**TASK OBJECTIVE:** Whatever the records say, repeat them exactly as given.

[Collected data entries]
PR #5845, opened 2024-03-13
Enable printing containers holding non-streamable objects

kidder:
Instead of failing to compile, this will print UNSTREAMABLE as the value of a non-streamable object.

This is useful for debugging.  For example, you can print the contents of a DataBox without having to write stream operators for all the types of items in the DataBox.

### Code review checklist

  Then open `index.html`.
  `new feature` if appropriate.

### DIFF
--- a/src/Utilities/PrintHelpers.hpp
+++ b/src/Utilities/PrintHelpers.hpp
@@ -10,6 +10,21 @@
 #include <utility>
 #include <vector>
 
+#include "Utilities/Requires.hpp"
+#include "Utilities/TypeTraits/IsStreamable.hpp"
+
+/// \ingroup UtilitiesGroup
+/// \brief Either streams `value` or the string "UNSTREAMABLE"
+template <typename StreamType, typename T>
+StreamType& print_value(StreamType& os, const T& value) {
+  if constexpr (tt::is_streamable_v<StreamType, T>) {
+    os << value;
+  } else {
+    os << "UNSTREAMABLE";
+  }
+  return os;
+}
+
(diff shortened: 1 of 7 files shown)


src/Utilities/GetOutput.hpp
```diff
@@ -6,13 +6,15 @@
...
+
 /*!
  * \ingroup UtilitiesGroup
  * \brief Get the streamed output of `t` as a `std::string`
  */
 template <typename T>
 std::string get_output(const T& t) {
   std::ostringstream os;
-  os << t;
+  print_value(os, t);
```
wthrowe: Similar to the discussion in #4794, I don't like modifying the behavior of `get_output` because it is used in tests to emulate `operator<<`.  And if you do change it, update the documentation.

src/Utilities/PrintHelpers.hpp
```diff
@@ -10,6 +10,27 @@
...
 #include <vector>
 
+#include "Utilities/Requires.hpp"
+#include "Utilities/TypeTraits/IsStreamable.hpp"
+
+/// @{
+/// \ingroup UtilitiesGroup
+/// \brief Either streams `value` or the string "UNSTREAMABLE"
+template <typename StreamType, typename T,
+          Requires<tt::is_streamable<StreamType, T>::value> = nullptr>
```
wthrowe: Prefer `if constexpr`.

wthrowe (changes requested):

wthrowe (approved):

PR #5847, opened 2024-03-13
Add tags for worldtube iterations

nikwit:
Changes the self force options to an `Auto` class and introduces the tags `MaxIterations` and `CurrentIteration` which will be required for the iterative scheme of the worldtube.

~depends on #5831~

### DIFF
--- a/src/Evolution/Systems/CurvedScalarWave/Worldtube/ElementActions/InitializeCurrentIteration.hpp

**PROBLEM SOLUTION:**
PR #5845, opened 2024-03-13
Enable printing containers holding non-streamable objects

kidder:
Instead of failing to compile, this will print UNSTREAMABLE as the value of a non-streamable object.

This is useful for debugging.  For example, you can print the contents of a DataBox without having to write stream operators for all the types of items in the DataBox.

### Code review checklist

  Then open `index.html`.
  `new feature` if appropriate.

### DIFF
--- a/src/Utilities/PrintHelpers.hpp
+++ b/src/Utilities/PrintHelpers.hpp
@@ -10,6 +10,21 @@
 #include <utility>
 #include <vector>
 
+#include "Utilities/Requires.hpp"
+#include "Utilities/TypeTraits/IsStreamable.hpp"
+
+/// \ingroup UtilitiesGroup
+/// \brief Either streams `value` or the string "UNSTREAMABLE"
+template <typename StreamType, typename T>
+StreamType& print_value(StreamType& os, const T& value) {
+  if constexpr (tt::is_streamable_v<StreamType, T>) {
+    os << value;
+  } else {
+    os << "UNSTREAMABLE";
+  }
+  return os;
+}
+
(diff shortened: 1 of 7 files shown)


src/Utilities/GetOutput.hpp
```diff
@@ -6,13 +6,15 @@
...
+
 /*!
  * \ingroup UtilitiesGroup
  * \brief Get the streamed output of `t` as a `std::string`
  */
 template <typename T>
 std::string get_output(const T& t) {
   std::ostringstream os;
-  os << t;
+  print_value(os, t);
```
wthrowe: Similar to the discussion in #4794, I don't like modifying the behavior of `get_output` because it is used in tests to emulate `operator<<`.  And if you do change it, update the documentation.

src/Utilities/PrintHelpers.hpp
```diff
@@ -10,6 +10,27 @@
...
 #include <vector>
 
+#include "Utilities/Requires.hpp"
+#include "Utilities/TypeTraits/IsStreamable.hpp"
+
+/// @{
+/// \ingroup UtilitiesGroup
+/// \brief Either streams `value` or the string "UNSTREAMABLE"
+template <typename StreamType, typename T,
+          Requires<tt::is_streamable<StreamType, T>::value> = nullptr>
```
wthrowe: Prefer `if constexpr`.

wthrowe (changes requested):

wthrowe (approved):

PR #5847, opened 2024-03-13
Add tags for worldtube iterations

nikwit:
Changes the self force options to an `Auto` class and introduces the tags `MaxIterations` and `CurrentIteration` which will be required for the iterative scheme of the worldtube.

~depends on #5831~

### DIFF
--- a/src/Evolution/Systems/CurvedScalarWave/Worldtube/ElementActions/InitializeCurrentIteration.hpp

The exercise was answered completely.